In one scene, there is a 3D oil painting. We see the characters marvelling at
the effect they're seeing, but in the broadcast version we don't know what it
is they're looking at until the camera pans around to show us.

In the 3D version, however, you can tell. You don't get the full effect until
later, but even then it's far more pronounced than it is in the 2D version.

There are also a few other depth tricks they use, but they use them sparingly.
In one scene, we see the image of The Doctor as he is broadcasting a message
to another party; in the close-up of the feed (i.e. when it takes up the full
screen), we see the image as we normally would, but in the four corners are an
overlay, like a HUD in a video game or presumably like a HUD in an F16. They
don't move, there's no animation, they're just a bit of stylistic flair, but
you can tell that they're 'over' the image, which gives it a more pronounced
effect, and makes the transmission 'feel' cooler and more futuristic.

I'll be glad when '3D all the things' is gone, but there are a few neat tricks
that I hope we can keep in the future.

------
Yver
I'm always skeptical of claims that _" X will never work"_ that are not backed
by solid research or a mathematical proof.

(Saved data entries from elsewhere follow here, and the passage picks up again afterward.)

PR #344, opened 2018-03-26
Remove comments in README about Rubies < 2.2

nateberkopec:
No longer necessary now that gem only supports 2.2+


SamSaffron:
❤️ better readme is the best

The current 3D may be nauseating to a number of people, but I do note that
travelling by car is nauseating to some too, and I've seen older people get
similar effects when reading a computer screen that is scrolling too fast.

------
kevinmchugh
"They are doing something that 600 million years of evolution never prepared
them for. This is a deep problem, which no amount of technical tweaking can
fix. Nothing will fix it short of producing true "holographic" images."

I've no knowledge of the field, but I am reminded of Clarke's first law: "When
a distinguished but elderly scientist states that something is possible, he is
almost certainly right. When he states that something is impossible, he is
very probably wrong."

Is it totally off-base here?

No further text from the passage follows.